▼▼▼
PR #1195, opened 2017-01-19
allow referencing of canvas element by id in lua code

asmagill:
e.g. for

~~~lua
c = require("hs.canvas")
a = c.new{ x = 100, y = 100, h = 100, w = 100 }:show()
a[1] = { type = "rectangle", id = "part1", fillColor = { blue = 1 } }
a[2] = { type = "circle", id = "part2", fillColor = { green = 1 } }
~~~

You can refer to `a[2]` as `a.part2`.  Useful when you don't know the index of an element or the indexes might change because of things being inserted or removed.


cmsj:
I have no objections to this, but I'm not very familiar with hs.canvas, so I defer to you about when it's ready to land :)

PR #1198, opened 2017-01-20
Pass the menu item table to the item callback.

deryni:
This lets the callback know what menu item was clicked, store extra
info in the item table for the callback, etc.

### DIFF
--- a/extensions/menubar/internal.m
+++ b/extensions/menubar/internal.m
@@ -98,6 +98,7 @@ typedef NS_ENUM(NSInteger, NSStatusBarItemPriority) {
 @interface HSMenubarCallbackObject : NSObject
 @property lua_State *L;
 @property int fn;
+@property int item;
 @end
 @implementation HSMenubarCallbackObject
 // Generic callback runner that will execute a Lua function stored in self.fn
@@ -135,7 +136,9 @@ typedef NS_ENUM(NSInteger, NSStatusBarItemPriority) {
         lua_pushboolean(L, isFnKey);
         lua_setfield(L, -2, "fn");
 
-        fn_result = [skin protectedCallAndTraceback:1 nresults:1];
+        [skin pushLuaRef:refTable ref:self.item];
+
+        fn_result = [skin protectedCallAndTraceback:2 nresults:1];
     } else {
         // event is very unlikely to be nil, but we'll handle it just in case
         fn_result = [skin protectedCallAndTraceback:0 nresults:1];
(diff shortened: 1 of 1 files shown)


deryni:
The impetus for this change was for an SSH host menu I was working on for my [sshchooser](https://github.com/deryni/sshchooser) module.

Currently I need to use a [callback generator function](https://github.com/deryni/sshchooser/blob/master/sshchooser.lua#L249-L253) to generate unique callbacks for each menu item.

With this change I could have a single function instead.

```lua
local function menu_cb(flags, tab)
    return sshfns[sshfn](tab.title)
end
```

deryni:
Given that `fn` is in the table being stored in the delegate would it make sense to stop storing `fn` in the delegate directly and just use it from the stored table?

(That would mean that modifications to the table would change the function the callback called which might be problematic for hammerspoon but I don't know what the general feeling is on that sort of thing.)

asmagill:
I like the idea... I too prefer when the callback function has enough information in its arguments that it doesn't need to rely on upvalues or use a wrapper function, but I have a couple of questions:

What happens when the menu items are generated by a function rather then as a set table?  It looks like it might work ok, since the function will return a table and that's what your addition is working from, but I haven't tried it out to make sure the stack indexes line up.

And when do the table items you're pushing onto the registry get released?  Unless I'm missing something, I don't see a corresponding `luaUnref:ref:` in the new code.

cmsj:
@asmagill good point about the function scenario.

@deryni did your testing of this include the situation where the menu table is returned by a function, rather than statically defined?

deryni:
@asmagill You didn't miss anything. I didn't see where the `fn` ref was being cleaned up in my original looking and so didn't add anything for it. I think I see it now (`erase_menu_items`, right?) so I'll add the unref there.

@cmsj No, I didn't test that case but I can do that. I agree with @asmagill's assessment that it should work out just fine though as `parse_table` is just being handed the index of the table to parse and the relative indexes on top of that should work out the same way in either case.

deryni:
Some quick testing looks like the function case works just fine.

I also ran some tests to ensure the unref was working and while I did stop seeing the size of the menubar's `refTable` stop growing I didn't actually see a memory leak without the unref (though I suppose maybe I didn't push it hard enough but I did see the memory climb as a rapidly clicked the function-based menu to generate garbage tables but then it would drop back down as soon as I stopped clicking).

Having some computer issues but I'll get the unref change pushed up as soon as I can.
▲▲▲
▼▼▼
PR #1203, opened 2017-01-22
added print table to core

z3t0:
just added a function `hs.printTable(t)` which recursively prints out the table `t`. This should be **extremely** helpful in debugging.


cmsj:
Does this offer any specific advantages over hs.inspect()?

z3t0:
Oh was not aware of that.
▲▲▲
▼▼▼
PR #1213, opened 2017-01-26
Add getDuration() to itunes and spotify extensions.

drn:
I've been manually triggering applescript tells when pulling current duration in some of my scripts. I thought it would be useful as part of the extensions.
▲▲▲
EXERCISE DIRECTIONS: After locating the line holding "You can refer" above, output exactly that line and every line after it through the line holding "[skin protectedCallAndTraceback:1 nresults:1];". Include nothing else.

EXERCISE RESULT:
You can refer to `a[2]` as `a.part2`.  Useful when you don't know the index of an element or the indexes might change because of things being inserted or removed.


cmsj:
I have no objections to this, but I'm not very familiar with hs.canvas, so I defer to you about when it's ready to land :)

PR #1198, opened 2017-01-20
Pass the menu item table to the item callback.

deryni:
This lets the callback know what menu item was clicked, store extra
info in the item table for the callback, etc.

### DIFF
--- a/extensions/menubar/internal.m
+++ b/extensions/menubar/internal.m
@@ -98,6 +98,7 @@ typedef NS_ENUM(NSInteger, NSStatusBarItemPriority) {
 @interface HSMenubarCallbackObject : NSObject
 @property lua_State *L;
 @property int fn;
+@property int item;
 @end
 @implementation HSMenubarCallbackObject
 // Generic callback runner that will execute a Lua function stored in self.fn
@@ -135,7 +136,9 @@ typedef NS_ENUM(NSInteger, NSStatusBarItemPriority) {
         lua_pushboolean(L, isFnKey);
         lua_setfield(L, -2, "fn");
 
-        fn_result = [skin protectedCallAndTraceback:1 nresults:1];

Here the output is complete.